╔══
PR #248, opened 2016-01-20
Use POST _changes rather than GET

### LINKED ISSUE #240: Use POST _changes instead of GET

sethrosetter:
Waiting on no regressions - http://qa.sc.couchbase.com/view/mobile/job/centos-syncgateway-functional-tests/105/

Fixes #240 

- Convert existing _changes requests to use POST instead of GET
- Update longpoll implementation to use parameters closer to what the client would send (Android)


sethrosetter:
@ashvindersingh this should be good to go.

ashvindersingh:
@sethrosetter look good!

PR #265, opened 2016-01-26
Bump ansible async timeout, bump collection interval, use go 1.5.3

sethrosetter:


sethrosetter:
Needs a slight refactor before it can go in.

tleyden:
Just noticed this PR as the only PR outstanding.  If it's adding value, should we merge and refactor as a separate PR?

sethrosetter:
@tleyden This should be good to go now

PR #280, opened 2016-02-11
User newer couchbase server and sync gateway in example commands

tleyden:
Also mention that at least 2 SG's are required


sethrosetter:
@tleyden Thanks!

PR #293, opened 2016-02-23
Change readme to use OSX by default

tleyden:
I think more people are going to run this on OSX than docker, so move the docker stuff to a wiki page and default to OSX


sethrosetter:
@tleyden Thanks!

PR #296, opened 2016-02-23
Make detected_pattern function more robust against errors

### LINKED ISSUE #295: detected_pattern function not robust
if detected_pattern is called with a zip_file_path of None, it will currently throw an exception.

tleyden:
Fixes #295

### DIFF
--- a/functional_tests/fixtures.py
+++ b/functional_tests/fixtures.py
@@ -10,6 +10,7 @@ import settings
 from subprocess import Popen, PIPE
 import os.path
 
+import sys
 import logging
 import lib.settings
 log = logging.getLogger(lib.settings.LOGGER)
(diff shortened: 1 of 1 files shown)


functional_tests/fixtures.py
```diff
@@ -58,16 +59,24 @@ def detected_panics(zip_file_path):
...
+    
+    try:
+        if not os.path.isfile(zip_file_path):
+            log.error("Can't run zipgrep, cannot find zipfile: {}".format(zip_file_path))
+            return False
+
+        process = Popen(["zipgrep", pattern, zip_file_path], stdout=PIPE)
+        (output, err) = process.communicate()
+        exit_code = process.wait()
+        if exit_code == 0:
```
sethrosetter: you could simplify these line with 
```
exit_code = subprocess.call(["zipgrep", pattern, zip_file_path])
if exit_code == 0:
    ...
```

tleyden: I don't think that will work because it won't capture the output, which is needed here: `log.info("Detected pattern {}: {}".format(pattern, output))`

PR #298, opened 2016-02-23
Fixes #297 Modify script to create buckets based on bucket shadowing …

### LINKED ISSUE #297: Modify script to create buckets based on bucket shadowing config
Also, add trivial functional test that simply sets up a bucket shadowing config.

tleyden:
…config

Changes:

- Refactor out `discover_buckets_from_config`
- Refactor out `discover_mode`
- Update `discover_buckets_from_config` to consider shadow buckets

### DIFF
--- a/lib/cluster.py
+++ b/lib/cluster.py
@@ -14,6 +14,7 @@ from lib.syncgateway import SyncGateway
 from lib.sgaccel import SgAccel
 from lib.server import Server
 from lib.admin import Admin
+from lib.config import Config
 from lib import settings
 from provision.ansible_runner import run_ansible_playbook
 
@@ -45,7 +46,8 @@ class Cluster:
         self.sg_accels = [SgAccel(sgw) for sgw in sgsw]
         self.servers = [Server(cb) for cb in cbs]
         self.load_generators = lds
-
+        self.sync_gateway_config = None  # will be set to Config object when reset() called
+        
     def _hosts_for_tag(self, tag):
         hostfile = "provisioning_config"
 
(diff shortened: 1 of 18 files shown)


lib/cluster.py
```diff
@@ -300,3 +272,81 @@ def __repr__(self):
...
+        if "cluster_config" in conf_obj.keys():
+            return  "distributed_index"
+
+    return "channel_cache"
+    
+
+def strip_invalid_json_from_config(data):
+
+    # strip out templated variables {{ ... }}
+        data = re.sub("({{.*}})", "0", data)
```
sethrosetter: @tleyden Indentation looks a little strange here

tleyden: oh, it's probably a tabs / spaces thing.  I'll fix it, thanks for catching.

lib/cluster.py
```diff
@@ -300,3 +272,81 @@ def __repr__(self):
...
+    # Buckets may be shared for different functionality
+    bucket_name_set = list(set(bucket_names_from_config))
+
+    return bucket_name_set
+
+    
+if __name__ == "__main__":
+
+    # poor man's unit test
+    conf_path = "conf/sync_gateway_bucketshadow_cc.json"
```
sethrosetter: I think we should do this a bit different. Maybe we could return mode and buckets from the reset method. We may need to to that in the future anyway for config testing.

tleyden: What about something like this?

```
config_wrapper = ConfigWrapper(conf_path)
for bucket in config_wrapper.buckets:
    ...
if config_wrapper.mode == DIST_INDEX:
    ...
if len(config_wrapper.num_databases) >1:
    ...

```

lib/cluster.py
tleyden: wasn't a tab / spaces thing, just needed some more indents.  committed a fix locally.

tleyden:
@sethrosetter I re-pushed with the changes we discussed -- take a look.

```
py.test -s "functional_tests/test_bucket_shadow.py"
```

is passing, but I have not tried to retest the other tests

tleyden:
Updated PR to remove the `test_bucket_shadow.py` file, since that is still in progress

sethrosetter:
Test run succeeded.

PR #310, opened 2016-03-01
Fixes #308 limitation when deleting / recreating a single bucket

### LINKED ISSUE #308: Fix limitation when deleting / recreating a single bucket
Problem: if you create two buckets initially, then delete one bucket and recreate it, it will try to recreate the second bucket with the full RAM of the cluster but fail (since one bucket is still using half of the RAM)

tleyden:
Tested via the following:

Add this snippet to `test_bucket_shadow.py`:

```
def test_create_bucket(cluster):
    
    bucket = cluster.servers[0].create_buckets(["foo", "bar"])
    print "Created bucket: {}".format(bucket)
```

and then kick off test via:

```
py.test -s functional_tests/test_bucket_shadow.py::test_create_bucket
```

Expected log output:

https://gist.github.com/tleyden/bb5e8bc975728384894f

Then delete bar from the couchbase web ui, and run:

```
def test_create_bucket(cluster):
    
    bucket = cluster.servers[0].create_buckets(["bar"])
    print "Created bucket: {}".format(bucket)
```

It will recreate it.  Log output: https://gist.github.com/tleyden/48ecea1e3e045b985051

### DIFF
--- a/conf/sync_gateway_bucketshadow_low_revs_cc.json
+++ b/conf/sync_gateway_bucketshadow_low_revs_cc.json
@@ -4,13 +4,14 @@
     "maxIncomingConnections": 0,
     "maxCouchbaseConnections": 16,
     "maxFileDescriptors": 90000,
-     "slowServerCallWarningThreshold": 500,
+    "slowServerCallWarningThreshold": 500,
     "compressResponses": true,
     "log": ["*"],
     "databases":{
         "db":{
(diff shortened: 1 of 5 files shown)


sethrosetter:
@tleyden This branch broke when running in Jenkins. http://qa.sc.couchbase.com/view/mobile/job/centos-syncgateway-functional-tests/145/ Can you try to run a subset locally? One fixture with a few tests should work.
╚══
What is expected>
All the entries are to be set down exactly as they appear.

Response to this exercise>
PR #248, opened 2016-01-20
Use POST _changes rather than GET

### LINKED ISSUE #240: Use POST _changes instead of GET

sethrosetter:
Waiting on no regressions - http://qa.sc.couchbase.com/view/mobile/job/centos-syncgateway-functional-tests/105/

Fixes #240 

- Convert existing _changes requests to use POST instead of GET
- Update longpoll implementation to use parameters closer to what the client would send (Android)


sethrosetter:
@ashvindersingh this should be good to go.

ashvindersingh:
@sethrosetter look good!

PR #265, opened 2016-01-26
Bump ansible async timeout, bump collection interval, use go 1.5.3

sethrosetter:


sethrosetter:
Needs a slight refactor before it can go in.

tleyden:
Just noticed this PR as the only PR outstanding.  If it's adding value, should we merge and refactor as a separate PR?

sethrosetter:
@tleyden This should be good to go now

PR #280, opened 2016-02-11
User newer couchbase server and sync gateway in example commands

tleyden:
Also mention that at least 2 SG's are required


sethrosetter:
@tleyden Thanks!

PR #293, opened 2016-02-23
Change readme to use OSX by default

tleyden:
I think more people are going to run this on OSX than docker, so move the docker stuff to a wiki page and default to OSX


sethrosetter:
@tleyden Thanks!

PR #296, opened 2016-02-23
Make detected_pattern function more robust against errors

### LINKED ISSUE #295: detected_pattern function not robust
if detected_pattern is called with a zip_file_path of None, it will currently throw an exception.

tleyden:
Fixes #295

### DIFF
--- a/functional_tests/fixtures.py
+++ b/functional_tests/fixtures.py
@@ -10,6 +10,7 @@ import settings
 from subprocess import Popen, PIPE
 import os.path
 
+import sys
 import logging
 import lib.settings
 log = logging.getLogger(lib.settings.LOGGER)
(diff shortened: 1 of 1 files shown)


functional_tests/fixtures.py
```diff
@@ -58,16 +59,24 @@ def detected_panics(zip_file_path):
...
+    
+    try:
+        if not os.path.isfile(zip_file_path):
+            log.error("Can't run zipgrep, cannot find zipfile: {}".format(zip_file_path))
+            return False
+
+        process = Popen(["zipgrep", pattern, zip_file_path], stdout=PIPE)
+        (output, err) = process.communicate()
+        exit_code = process.wait()
+        if exit_code == 0:
```
sethrosetter: you could simplify these line with 
```
exit_code = subprocess.call(["zipgrep", pattern, zip_file_path])
if exit_code == 0:
    ...
```

tleyden: I don't think that will work because it won't capture the output, which is needed here: `log.info("Detected pattern {}: {}".format(pattern, output))`

PR #298, opened 2016-02-23
Fixes #297 Modify script to create buckets based on bucket shadowing …

### LINKED ISSUE #297: Modify script to create buckets based on bucket shadowing config
Also, add trivial functional test that simply sets up a bucket shadowing config.

tleyden:
…config

Changes:

- Refactor out `discover_buckets_from_config`
- Refactor out `discover_mode`
- Update `discover_buckets_from_config` to consider shadow buckets

### DIFF
--- a/lib/cluster.py
+++ b/lib/cluster.py
@@ -14,6 +14,7 @@ from lib.syncgateway import SyncGateway
 from lib.sgaccel import SgAccel
 from lib.server import Server
 from lib.admin import Admin
+from lib.config import Config
 from lib import settings
 from provision.ansible_runner import run_ansible_playbook
 
@@ -45,7 +46,8 @@ class Cluster:
         self.sg_accels = [SgAccel(sgw) for sgw in sgsw]
         self.servers = [Server(cb) for cb in cbs]
         self.load_generators = lds
-
+        self.sync_gateway_config = None  # will be set to Config object when reset() called
+        
     def _hosts_for_tag(self, tag):
         hostfile = "provisioning_config"
 
(diff shortened: 1 of 18 files shown)


lib/cluster.py
```diff
@@ -300,3 +272,81 @@ def __repr__(self):
...
+        if "cluster_config" in conf_obj.keys():
+            return  "distributed_index"
+
+    return "channel_cache"
+    
+
+def strip_invalid_json_from_config(data):
+
+    # strip out templated variables {{ ... }}
+        data = re.sub("({{.*}})", "0", data)
```
sethrosetter: @tleyden Indentation looks a little strange here

tleyden: oh, it's probably a tabs / spaces thing.  I'll fix it, thanks for catching.

lib/cluster.py
```diff
@@ -300,3 +272,81 @@ def __repr__(self):
...
+    # Buckets may be shared for different functionality
+    bucket_name_set = list(set(bucket_names_from_config))
+
+    return bucket_name_set
+
+    
+if __name__ == "__main__":
+
+    # poor man's unit test
+    conf_path = "conf/sync_gateway_bucketshadow_cc.json"
```
sethrosetter: I think we should do this a bit different. Maybe we could return mode and buckets from the reset method. We may need to to that in the future anyway for config testing.

tleyden: What about something like this?

```
config_wrapper = ConfigWrapper(conf_path)
for bucket in config_wrapper.buckets:
    ...
if config_wrapper.mode == DIST_INDEX:
    ...
if len(config_wrapper.num_databases) >1:
    ...

```

lib/cluster.py
tleyden: wasn't a tab / spaces thing, just needed some more indents.  committed a fix locally.

tleyden:
@sethrosetter I re-pushed with the changes we discussed -- take a look.

```
py.test -s "functional_tests/test_bucket_shadow.py"
```

is passing, but I have not tried to retest the other tests

tleyden:
Updated PR to remove the `test_bucket_shadow.py` file, since that is still in progress

sethrosetter:
Test run succeeded.

PR #310, opened 2016-03-01
Fixes #308 limitation when deleting / recreating a single bucket

### LINKED ISSUE #308: Fix limitation when deleting / recreating a single bucket
Problem: if you create two buckets initially, then delete one bucket and recreate it, it will try to recreate the second bucket with the full RAM of the cluster but fail (since one bucket is still using half of the RAM)

tleyden:
Tested via the following:

Add this snippet to `test_bucket_shadow.py`:

```
def test_create_bucket(cluster):
    
    bucket = cluster.servers[0].create_buckets(["foo", "bar"])
    print "Created bucket: {}".format(bucket)
```

and then kick off test via:

```
py.test -s functional_tests/test_bucket_shadow.py::test_create_bucket
```

Expected log output:

https://gist.github.com/tleyden/bb5e8bc975728384894f

Then delete bar from the couchbase web ui, and run:

```
def test_create_bucket(cluster):
    
    bucket = cluster.servers[0].create_buckets(["bar"])
    print "Created bucket: {}".format(bucket)
```

It will recreate it.  Log output: https://gist.github.com/tleyden/48ecea1e3e045b985051

### DIFF
--- a/conf/sync_gateway_bucketshadow_low_revs_cc.json
+++ b/conf/sync_gateway_bucketshadow_low_revs_cc.json
@@ -4,13 +4,14 @@
     "maxIncomingConnections": 0,
     "maxCouchbaseConnections": 16,
     "maxFileDescriptors": 90000,
-     "slowServerCallWarningThreshold": 500,
+    "slowServerCallWarningThreshold": 500,
     "compressResponses": true,
     "log": ["*"],
     "databases":{
         "db":{
(diff shortened: 1 of 5 files shown)


sethrosetter:
@tleyden This branch broke when running in Jenkins. http://qa.sc.couchbase.com/view/mobile/job/centos-syncgateway-functional-tests/145/ Can you try to run a subset locally? One fixture with a few tests should work.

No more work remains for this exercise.